━━ Records for this exercise

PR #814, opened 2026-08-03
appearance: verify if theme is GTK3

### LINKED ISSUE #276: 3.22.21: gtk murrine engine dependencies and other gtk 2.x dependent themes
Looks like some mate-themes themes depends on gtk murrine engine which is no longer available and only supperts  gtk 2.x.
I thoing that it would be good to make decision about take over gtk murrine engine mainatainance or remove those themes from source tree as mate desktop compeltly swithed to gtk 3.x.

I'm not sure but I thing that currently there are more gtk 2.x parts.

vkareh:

━━━━
━━ Records for this exercise

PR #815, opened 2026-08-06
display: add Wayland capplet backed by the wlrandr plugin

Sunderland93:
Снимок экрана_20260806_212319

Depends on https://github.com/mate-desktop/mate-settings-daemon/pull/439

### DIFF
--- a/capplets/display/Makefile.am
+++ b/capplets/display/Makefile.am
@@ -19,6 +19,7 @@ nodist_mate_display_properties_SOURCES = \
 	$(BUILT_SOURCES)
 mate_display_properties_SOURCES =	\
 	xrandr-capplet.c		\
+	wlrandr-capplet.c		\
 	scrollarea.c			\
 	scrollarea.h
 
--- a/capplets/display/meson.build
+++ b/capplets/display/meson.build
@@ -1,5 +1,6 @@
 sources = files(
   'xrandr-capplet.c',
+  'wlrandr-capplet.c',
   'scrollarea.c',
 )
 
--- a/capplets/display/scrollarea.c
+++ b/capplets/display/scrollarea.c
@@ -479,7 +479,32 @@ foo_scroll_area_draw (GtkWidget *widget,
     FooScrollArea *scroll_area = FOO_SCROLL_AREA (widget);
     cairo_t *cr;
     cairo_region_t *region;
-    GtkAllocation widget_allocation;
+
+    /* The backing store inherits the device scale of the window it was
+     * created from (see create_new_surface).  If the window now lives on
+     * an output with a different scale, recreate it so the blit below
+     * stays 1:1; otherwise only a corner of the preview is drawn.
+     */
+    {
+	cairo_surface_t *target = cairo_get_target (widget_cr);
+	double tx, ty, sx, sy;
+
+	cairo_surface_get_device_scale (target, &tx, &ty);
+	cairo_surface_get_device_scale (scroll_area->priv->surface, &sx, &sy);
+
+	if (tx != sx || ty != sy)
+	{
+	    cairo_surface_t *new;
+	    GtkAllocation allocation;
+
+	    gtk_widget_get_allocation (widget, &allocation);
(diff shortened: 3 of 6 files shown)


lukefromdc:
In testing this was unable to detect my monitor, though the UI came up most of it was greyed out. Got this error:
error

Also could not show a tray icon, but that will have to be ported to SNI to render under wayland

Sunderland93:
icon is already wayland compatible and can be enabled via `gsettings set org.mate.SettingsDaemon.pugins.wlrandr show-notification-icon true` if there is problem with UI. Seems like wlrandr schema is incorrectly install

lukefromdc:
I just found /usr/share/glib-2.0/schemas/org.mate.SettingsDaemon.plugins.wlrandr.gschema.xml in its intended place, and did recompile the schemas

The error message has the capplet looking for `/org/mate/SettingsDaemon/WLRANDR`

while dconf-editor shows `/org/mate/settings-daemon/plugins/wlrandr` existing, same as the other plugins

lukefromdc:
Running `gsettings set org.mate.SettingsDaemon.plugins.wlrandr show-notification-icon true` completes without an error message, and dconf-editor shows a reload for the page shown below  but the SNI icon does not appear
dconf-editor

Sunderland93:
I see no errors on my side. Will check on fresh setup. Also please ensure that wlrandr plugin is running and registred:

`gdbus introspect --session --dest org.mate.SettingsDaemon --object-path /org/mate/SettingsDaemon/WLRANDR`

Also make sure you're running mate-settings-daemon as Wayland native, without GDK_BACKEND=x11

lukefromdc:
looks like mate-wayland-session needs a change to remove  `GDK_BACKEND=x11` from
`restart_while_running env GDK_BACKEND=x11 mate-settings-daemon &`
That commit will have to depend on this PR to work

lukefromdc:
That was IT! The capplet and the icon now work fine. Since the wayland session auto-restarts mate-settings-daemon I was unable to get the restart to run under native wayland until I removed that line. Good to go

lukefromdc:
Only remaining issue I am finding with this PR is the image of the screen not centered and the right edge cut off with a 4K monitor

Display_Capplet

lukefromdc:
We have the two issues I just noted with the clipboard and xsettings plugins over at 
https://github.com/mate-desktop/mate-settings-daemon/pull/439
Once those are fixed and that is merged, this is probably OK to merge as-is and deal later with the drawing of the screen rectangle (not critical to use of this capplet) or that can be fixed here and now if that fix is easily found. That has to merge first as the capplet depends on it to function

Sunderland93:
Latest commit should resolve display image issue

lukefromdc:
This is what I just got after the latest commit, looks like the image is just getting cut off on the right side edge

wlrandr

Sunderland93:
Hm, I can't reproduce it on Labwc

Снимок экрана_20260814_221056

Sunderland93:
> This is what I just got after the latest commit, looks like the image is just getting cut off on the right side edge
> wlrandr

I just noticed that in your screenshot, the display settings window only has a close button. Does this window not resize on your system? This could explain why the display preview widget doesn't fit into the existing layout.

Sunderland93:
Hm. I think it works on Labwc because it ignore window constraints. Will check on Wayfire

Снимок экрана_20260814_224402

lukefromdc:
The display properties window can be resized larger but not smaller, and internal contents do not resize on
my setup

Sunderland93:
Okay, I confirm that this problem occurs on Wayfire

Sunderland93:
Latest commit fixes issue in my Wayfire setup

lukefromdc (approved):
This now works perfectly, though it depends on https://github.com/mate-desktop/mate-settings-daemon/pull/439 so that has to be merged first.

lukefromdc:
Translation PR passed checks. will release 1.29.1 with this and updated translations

━━━━

◆ Work to be completed
All that is wanted is a faithful reproduction of the line above with "PR #815, opened 2026-08-06", the line with "nodist_mate_display_properties_SOURCES = \", and every line in between.

◆ Expected output
PR #815, opened 2026-08-06
display: add Wayland capplet backed by the wlrandr plugin

Sunderland93:
Снимок экрана_20260806_212319

Depends on https://github.com/mate-desktop/mate-settings-daemon/pull/439

### DIFF
--- a/capplets/display/Makefile.am
+++ b/capplets/display/Makefile.am
@@ -19,6 +19,7 @@ nodist_mate_display_properties_SOURCES = \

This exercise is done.